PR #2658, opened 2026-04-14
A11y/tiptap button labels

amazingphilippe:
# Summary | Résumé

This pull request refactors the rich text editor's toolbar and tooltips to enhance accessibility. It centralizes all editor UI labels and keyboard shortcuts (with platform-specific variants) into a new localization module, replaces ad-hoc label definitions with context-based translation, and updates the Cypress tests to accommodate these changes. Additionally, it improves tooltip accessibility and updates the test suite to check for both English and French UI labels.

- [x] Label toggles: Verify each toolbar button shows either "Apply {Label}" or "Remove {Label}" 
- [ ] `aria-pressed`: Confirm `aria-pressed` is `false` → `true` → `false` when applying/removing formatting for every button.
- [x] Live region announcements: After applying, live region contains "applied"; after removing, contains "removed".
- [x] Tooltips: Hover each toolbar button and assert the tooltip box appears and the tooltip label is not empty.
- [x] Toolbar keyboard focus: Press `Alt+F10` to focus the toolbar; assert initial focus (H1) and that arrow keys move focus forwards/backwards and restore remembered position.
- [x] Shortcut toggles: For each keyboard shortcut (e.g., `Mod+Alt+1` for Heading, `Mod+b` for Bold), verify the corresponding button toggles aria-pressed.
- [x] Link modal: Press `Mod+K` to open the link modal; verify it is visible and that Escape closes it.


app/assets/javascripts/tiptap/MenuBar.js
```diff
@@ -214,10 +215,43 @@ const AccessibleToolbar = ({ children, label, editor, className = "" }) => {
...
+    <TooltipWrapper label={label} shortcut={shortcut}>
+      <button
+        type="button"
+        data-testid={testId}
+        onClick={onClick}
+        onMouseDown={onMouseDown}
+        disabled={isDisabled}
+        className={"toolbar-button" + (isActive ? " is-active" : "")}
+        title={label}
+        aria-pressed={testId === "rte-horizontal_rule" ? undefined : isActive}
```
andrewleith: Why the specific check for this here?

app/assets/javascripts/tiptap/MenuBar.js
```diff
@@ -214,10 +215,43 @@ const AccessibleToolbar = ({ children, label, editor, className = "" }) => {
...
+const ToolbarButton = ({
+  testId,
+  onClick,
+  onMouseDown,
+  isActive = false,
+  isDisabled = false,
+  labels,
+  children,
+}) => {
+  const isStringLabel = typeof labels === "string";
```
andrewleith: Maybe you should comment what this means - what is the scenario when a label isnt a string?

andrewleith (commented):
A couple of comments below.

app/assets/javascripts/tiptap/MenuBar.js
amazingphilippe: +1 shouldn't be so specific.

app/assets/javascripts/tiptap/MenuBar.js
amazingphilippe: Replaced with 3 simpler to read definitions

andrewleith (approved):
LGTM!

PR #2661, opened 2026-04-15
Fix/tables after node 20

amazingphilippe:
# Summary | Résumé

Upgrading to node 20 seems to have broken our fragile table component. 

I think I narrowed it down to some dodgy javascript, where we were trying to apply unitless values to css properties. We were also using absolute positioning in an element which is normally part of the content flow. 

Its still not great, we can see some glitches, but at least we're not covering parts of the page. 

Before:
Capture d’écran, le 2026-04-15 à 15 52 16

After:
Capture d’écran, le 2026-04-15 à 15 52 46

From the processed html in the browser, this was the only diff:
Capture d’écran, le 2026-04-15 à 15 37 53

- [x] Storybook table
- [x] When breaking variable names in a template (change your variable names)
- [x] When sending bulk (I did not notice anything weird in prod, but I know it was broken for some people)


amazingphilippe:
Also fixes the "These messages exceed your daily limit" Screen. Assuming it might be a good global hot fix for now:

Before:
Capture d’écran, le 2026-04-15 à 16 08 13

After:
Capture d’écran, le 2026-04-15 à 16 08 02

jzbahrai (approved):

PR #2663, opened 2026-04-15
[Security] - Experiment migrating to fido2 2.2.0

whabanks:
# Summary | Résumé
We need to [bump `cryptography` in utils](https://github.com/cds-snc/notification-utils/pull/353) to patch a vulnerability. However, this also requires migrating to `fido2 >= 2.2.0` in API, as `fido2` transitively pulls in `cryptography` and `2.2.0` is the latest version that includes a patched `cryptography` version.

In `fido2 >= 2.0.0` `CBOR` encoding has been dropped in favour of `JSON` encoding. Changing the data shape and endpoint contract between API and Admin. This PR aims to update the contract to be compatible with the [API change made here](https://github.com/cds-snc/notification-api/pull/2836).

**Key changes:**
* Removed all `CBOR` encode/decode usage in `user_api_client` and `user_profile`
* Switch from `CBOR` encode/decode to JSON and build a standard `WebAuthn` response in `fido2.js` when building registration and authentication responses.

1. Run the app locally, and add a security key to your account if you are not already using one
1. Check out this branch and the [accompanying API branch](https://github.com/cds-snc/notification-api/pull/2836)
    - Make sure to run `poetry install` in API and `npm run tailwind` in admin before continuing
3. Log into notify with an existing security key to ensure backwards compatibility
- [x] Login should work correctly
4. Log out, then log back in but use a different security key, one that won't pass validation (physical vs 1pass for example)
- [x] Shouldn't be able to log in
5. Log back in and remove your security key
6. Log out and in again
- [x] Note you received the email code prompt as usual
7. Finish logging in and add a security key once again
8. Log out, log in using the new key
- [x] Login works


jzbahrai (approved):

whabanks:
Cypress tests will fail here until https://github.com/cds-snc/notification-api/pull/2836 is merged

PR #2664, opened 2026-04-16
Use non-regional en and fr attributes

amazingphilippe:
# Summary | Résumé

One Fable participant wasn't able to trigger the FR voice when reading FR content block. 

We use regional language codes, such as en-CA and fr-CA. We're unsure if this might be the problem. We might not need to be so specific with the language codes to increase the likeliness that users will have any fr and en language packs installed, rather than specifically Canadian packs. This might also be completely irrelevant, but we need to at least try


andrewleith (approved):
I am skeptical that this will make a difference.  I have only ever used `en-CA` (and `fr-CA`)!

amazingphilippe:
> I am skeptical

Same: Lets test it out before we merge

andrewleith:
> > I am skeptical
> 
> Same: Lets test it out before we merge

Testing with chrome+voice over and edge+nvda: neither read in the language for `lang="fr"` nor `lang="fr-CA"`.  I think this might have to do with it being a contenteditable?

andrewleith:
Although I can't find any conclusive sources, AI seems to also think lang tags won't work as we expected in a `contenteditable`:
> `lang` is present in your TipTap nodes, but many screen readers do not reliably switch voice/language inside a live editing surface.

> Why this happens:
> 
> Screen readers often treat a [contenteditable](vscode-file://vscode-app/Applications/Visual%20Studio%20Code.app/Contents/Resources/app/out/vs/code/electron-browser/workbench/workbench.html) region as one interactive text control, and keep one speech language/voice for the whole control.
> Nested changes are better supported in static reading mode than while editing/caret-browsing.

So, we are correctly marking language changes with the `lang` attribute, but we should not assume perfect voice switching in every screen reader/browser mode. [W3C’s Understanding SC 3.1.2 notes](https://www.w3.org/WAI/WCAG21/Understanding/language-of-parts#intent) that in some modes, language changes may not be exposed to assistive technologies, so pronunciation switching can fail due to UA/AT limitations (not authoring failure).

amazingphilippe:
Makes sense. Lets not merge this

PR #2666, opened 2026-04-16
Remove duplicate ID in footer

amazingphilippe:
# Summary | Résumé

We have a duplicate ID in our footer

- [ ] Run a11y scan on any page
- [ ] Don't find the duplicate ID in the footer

__Task description__: From the listing above, output exactly the run of lines that starts with the line containing "1. Check out" and ends with the line containing "3. Log into".

__Response to this task__:
1. Check out this branch and the [accompanying API branch](https://github.com/cds-snc/notification-api/pull/2836)
    - Make sure to run `poetry install` in API and `npm run tailwind` in admin before continuing
3. Log into notify with an existing security key to ensure backwards compatibility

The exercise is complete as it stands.